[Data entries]
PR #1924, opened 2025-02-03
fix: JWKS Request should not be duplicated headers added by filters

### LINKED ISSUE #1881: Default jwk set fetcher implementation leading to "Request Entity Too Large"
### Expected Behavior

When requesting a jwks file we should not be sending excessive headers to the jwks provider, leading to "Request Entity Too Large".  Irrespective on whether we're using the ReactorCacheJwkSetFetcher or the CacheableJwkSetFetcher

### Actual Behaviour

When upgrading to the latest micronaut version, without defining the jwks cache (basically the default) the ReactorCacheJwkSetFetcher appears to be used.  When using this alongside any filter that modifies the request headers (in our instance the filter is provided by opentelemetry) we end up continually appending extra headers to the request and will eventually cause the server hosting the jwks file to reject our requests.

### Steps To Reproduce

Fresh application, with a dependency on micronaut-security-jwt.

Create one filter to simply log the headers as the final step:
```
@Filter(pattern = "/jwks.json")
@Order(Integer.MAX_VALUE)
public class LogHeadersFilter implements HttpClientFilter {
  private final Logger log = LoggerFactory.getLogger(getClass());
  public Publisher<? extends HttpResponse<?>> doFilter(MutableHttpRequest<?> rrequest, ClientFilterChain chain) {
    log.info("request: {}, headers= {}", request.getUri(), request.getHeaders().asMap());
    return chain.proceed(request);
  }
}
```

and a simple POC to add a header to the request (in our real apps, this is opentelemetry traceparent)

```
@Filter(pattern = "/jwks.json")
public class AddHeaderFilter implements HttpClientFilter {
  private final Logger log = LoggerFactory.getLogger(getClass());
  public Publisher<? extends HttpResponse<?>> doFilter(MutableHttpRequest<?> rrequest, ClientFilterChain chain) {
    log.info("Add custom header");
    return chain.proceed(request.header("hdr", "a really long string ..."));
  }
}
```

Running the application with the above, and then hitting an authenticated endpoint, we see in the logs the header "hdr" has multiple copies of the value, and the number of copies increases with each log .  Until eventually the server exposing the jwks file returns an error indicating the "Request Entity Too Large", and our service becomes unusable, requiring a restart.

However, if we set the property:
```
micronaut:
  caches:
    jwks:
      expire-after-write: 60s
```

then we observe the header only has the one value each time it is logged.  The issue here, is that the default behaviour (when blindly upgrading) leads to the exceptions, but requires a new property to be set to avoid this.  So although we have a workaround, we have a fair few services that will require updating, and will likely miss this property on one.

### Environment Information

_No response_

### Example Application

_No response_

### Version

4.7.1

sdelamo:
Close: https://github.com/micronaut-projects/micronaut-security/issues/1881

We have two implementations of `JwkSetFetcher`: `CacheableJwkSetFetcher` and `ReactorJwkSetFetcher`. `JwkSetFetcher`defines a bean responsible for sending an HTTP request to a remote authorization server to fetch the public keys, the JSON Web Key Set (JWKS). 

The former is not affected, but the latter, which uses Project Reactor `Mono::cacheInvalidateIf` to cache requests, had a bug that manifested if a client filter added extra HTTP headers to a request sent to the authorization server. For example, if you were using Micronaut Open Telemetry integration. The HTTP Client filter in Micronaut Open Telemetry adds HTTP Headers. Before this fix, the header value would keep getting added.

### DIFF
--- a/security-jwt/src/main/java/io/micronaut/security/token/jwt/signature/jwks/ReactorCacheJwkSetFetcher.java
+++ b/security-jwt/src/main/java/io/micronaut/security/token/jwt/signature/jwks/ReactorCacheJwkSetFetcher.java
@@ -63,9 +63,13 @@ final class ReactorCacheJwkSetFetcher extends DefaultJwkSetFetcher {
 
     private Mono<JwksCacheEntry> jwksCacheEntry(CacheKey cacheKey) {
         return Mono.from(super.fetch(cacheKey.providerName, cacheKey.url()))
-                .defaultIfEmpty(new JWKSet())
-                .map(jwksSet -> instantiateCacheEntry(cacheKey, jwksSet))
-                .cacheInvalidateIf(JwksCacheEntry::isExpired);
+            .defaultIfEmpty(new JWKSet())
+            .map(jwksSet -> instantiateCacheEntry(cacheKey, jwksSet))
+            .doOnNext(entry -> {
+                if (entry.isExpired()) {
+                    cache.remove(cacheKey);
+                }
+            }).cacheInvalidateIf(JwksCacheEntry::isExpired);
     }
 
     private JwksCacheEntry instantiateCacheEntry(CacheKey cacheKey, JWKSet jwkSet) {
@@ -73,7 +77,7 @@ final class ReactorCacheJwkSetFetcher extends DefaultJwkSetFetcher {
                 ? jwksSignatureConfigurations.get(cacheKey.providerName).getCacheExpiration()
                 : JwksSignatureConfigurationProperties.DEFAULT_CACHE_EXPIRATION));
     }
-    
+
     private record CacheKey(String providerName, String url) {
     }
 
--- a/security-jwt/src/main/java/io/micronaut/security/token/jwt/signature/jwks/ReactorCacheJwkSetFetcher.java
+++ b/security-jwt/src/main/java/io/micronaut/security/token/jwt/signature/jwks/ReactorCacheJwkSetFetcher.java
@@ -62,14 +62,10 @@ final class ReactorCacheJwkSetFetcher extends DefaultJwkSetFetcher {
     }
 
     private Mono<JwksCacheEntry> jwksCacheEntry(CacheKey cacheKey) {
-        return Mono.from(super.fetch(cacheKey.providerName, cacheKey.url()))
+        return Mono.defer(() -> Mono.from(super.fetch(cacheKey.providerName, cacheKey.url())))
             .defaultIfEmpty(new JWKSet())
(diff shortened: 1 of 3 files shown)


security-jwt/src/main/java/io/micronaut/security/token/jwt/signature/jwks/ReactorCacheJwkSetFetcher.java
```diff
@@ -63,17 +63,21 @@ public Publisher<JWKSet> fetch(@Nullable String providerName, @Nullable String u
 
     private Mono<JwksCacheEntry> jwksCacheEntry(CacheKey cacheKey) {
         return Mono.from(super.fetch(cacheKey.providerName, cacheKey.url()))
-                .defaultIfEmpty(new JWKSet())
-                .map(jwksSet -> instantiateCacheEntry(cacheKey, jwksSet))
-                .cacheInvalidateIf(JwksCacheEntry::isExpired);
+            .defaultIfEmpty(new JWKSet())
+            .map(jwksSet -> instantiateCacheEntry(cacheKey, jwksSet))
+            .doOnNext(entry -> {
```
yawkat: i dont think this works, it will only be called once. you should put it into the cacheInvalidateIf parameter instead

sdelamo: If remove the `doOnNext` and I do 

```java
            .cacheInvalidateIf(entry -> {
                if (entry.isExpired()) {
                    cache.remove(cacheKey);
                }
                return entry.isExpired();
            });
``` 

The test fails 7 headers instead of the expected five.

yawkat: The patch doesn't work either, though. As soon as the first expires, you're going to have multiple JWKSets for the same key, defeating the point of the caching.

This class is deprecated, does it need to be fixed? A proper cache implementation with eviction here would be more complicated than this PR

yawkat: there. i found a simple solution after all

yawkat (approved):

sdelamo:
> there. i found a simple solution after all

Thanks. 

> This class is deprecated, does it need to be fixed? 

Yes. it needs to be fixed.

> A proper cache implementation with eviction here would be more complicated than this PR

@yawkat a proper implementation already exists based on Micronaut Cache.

Your instructions: This exercise requires that all of the entries be repeated exactly.

Answer space:
PR #1924, opened 2025-02-03
fix: JWKS Request should not be duplicated headers added by filters

### LINKED ISSUE #1881: Default jwk set fetcher implementation leading to "Request Entity Too Large"
### Expected Behavior

When requesting a jwks file we should not be sending excessive headers to the jwks provider, leading to "Request Entity Too Large".  Irrespective on whether we're using the ReactorCacheJwkSetFetcher or the CacheableJwkSetFetcher

### Actual Behaviour

When upgrading to the latest micronaut version, without defining the jwks cache (basically the default) the ReactorCacheJwkSetFetcher appears to be used.  When using this alongside any filter that modifies the request headers (in our instance the filter is provided by opentelemetry) we end up continually appending extra headers to the request and will eventually cause the server hosting the jwks file to reject our requests.

### Steps To Reproduce

Fresh application, with a dependency on micronaut-security-jwt.

Create one filter to simply log the headers as the final step:
```
@Filter(pattern = "/jwks.json")
@Order(Integer.MAX_VALUE)
public class LogHeadersFilter implements HttpClientFilter {
  private final Logger log = LoggerFactory.getLogger(getClass());
  public Publisher<? extends HttpResponse<?>> doFilter(MutableHttpRequest<?> rrequest, ClientFilterChain chain) {
    log.info("request: {}, headers= {}", request.getUri(), request.getHeaders().asMap());
    return chain.proceed(request);
  }
}
```

and a simple POC to add a header to the request (in our real apps, this is opentelemetry traceparent)

```
@Filter(pattern = "/jwks.json")
public class AddHeaderFilter implements HttpClientFilter {
  private final Logger log = LoggerFactory.getLogger(getClass());
  public Publisher<? extends HttpResponse<?>> doFilter(MutableHttpRequest<?> rrequest, ClientFilterChain chain) {
    log.info("Add custom header");
    return chain.proceed(request.header("hdr", "a really long string ..."));
  }
}
```

Running the application with the above, and then hitting an authenticated endpoint, we see in the logs the header "hdr" has multiple copies of the value, and the number of copies increases with each log .  Until eventually the server exposing the jwks file returns an error indicating the "Request Entity Too Large", and our service becomes unusable, requiring a restart.

However, if we set the property:
```
micronaut:
  caches:
    jwks:
      expire-after-write: 60s
```

then we observe the header only has the one value each time it is logged.  The issue here, is that the default behaviour (when blindly upgrading) leads to the exceptions, but requires a new property to be set to avoid this.  So although we have a workaround, we have a fair few services that will require updating, and will likely miss this property on one.

### Environment Information

_No response_

### Example Application

_No response_

### Version

4.7.1

sdelamo:
Close: https://github.com/micronaut-projects/micronaut-security/issues/1881

We have two implementations of `JwkSetFetcher`: `CacheableJwkSetFetcher` and `ReactorJwkSetFetcher`. `JwkSetFetcher`defines a bean responsible for sending an HTTP request to a remote authorization server to fetch the public keys, the JSON Web Key Set (JWKS). 

The former is not affected, but the latter, which uses Project Reactor `Mono::cacheInvalidateIf` to cache requests, had a bug that manifested if a client filter added extra HTTP headers to a request sent to the authorization server. For example, if you were using Micronaut Open Telemetry integration. The HTTP Client filter in Micronaut Open Telemetry adds HTTP Headers. Before this fix, the header value would keep getting added.

### DIFF
--- a/security-jwt/src/main/java/io/micronaut/security/token/jwt/signature/jwks/ReactorCacheJwkSetFetcher.java
+++ b/security-jwt/src/main/java/io/micronaut/security/token/jwt/signature/jwks/ReactorCacheJwkSetFetcher.java
@@ -63,9 +63,13 @@ final class ReactorCacheJwkSetFetcher extends DefaultJwkSetFetcher {
 
     private Mono<JwksCacheEntry> jwksCacheEntry(CacheKey cacheKey) {
         return Mono.from(super.fetch(cacheKey.providerName, cacheKey.url()))
-                .defaultIfEmpty(new JWKSet())
-                .map(jwksSet -> instantiateCacheEntry(cacheKey, jwksSet))
-                .cacheInvalidateIf(JwksCacheEntry::isExpired);
+            .defaultIfEmpty(new JWKSet())
+            .map(jwksSet -> instantiateCacheEntry(cacheKey, jwksSet))
+            .doOnNext(entry -> {
+                if (entry.isExpired()) {
+                    cache.remove(cacheKey);
+                }
+            }).cacheInvalidateIf(JwksCacheEntry::isExpired);
     }
 
     private JwksCacheEntry instantiateCacheEntry(CacheKey cacheKey, JWKSet jwkSet) {
@@ -73,7 +77,7 @@ final class ReactorCacheJwkSetFetcher extends DefaultJwkSetFetcher {
                 ? jwksSignatureConfigurations.get(cacheKey.providerName).getCacheExpiration()
                 : JwksSignatureConfigurationProperties.DEFAULT_CACHE_EXPIRATION));
     }
-    
+
     private record CacheKey(String providerName, String url) {
     }
 
--- a/security-jwt/src/main/java/io/micronaut/security/token/jwt/signature/jwks/ReactorCacheJwkSetFetcher.java
+++ b/security-jwt/src/main/java/io/micronaut/security/token/jwt/signature/jwks/ReactorCacheJwkSetFetcher.java
@@ -62,14 +62,10 @@ final class ReactorCacheJwkSetFetcher extends DefaultJwkSetFetcher {
     }
 
     private Mono<JwksCacheEntry> jwksCacheEntry(CacheKey cacheKey) {
-        return Mono.from(super.fetch(cacheKey.providerName, cacheKey.url()))
+        return Mono.defer(() -> Mono.from(super.fetch(cacheKey.providerName, cacheKey.url())))
             .defaultIfEmpty(new JWKSet())
(diff shortened: 1 of 3 files shown)


security-jwt/src/main/java/io/micronaut/security/token/jwt/signature/jwks/ReactorCacheJwkSetFetcher.java
```diff
@@ -63,17 +63,21 @@ public Publisher<JWKSet> fetch(@Nullable String providerName, @Nullable String u
 
     private Mono<JwksCacheEntry> jwksCacheEntry(CacheKey cacheKey) {
         return Mono.from(super.fetch(cacheKey.providerName, cacheKey.url()))
-                .defaultIfEmpty(new JWKSet())
-                .map(jwksSet -> instantiateCacheEntry(cacheKey, jwksSet))
-                .cacheInvalidateIf(JwksCacheEntry::isExpired);
+            .defaultIfEmpty(new JWKSet())
+            .map(jwksSet -> instantiateCacheEntry(cacheKey, jwksSet))
+            .doOnNext(entry -> {
```
yawkat: i dont think this works, it will only be called once. you should put it into the cacheInvalidateIf parameter instead

sdelamo: If remove the `doOnNext` and I do 

```java
            .cacheInvalidateIf(entry -> {
                if (entry.isExpired()) {
                    cache.remove(cacheKey);
                }
                return entry.isExpired();
            });
``` 

The test fails 7 headers instead of the expected five.

yawkat: The patch doesn't work either, though. As soon as the first expires, you're going to have multiple JWKSets for the same key, defeating the point of the caching.

This class is deprecated, does it need to be fixed? A proper cache implementation with eviction here would be more complicated than this PR

yawkat: there. i found a simple solution after all

yawkat (approved):

sdelamo:
> there. i found a simple solution after all

Thanks. 

> This class is deprecated, does it need to be fixed? 

Yes. it needs to be fixed.

> A proper cache implementation with eviction here would be more complicated than this PR

@yawkat a proper implementation already exists based on Micronaut Cache.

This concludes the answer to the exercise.